▶ _Action item_:
Beneath this task is a listing. Count its lines that contain "version" and answer with the number only.

▶ _Information_:
Issue #943, opened 2024-09-23
Crash with google.protobuf.json_format.ParseError: Value '2024-09-23' has unexpected type <class 'datetime.date'>


daaain:
#### Environment details

  - OS type and version: `python:3.11.9-bookworm` base image
  - Python version: `3.11.9`
  - pip version: `pip 24.0 from /usr/local/lib/python3.11/site-packages/pip (python 3.11)`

▶ _Response area_:
3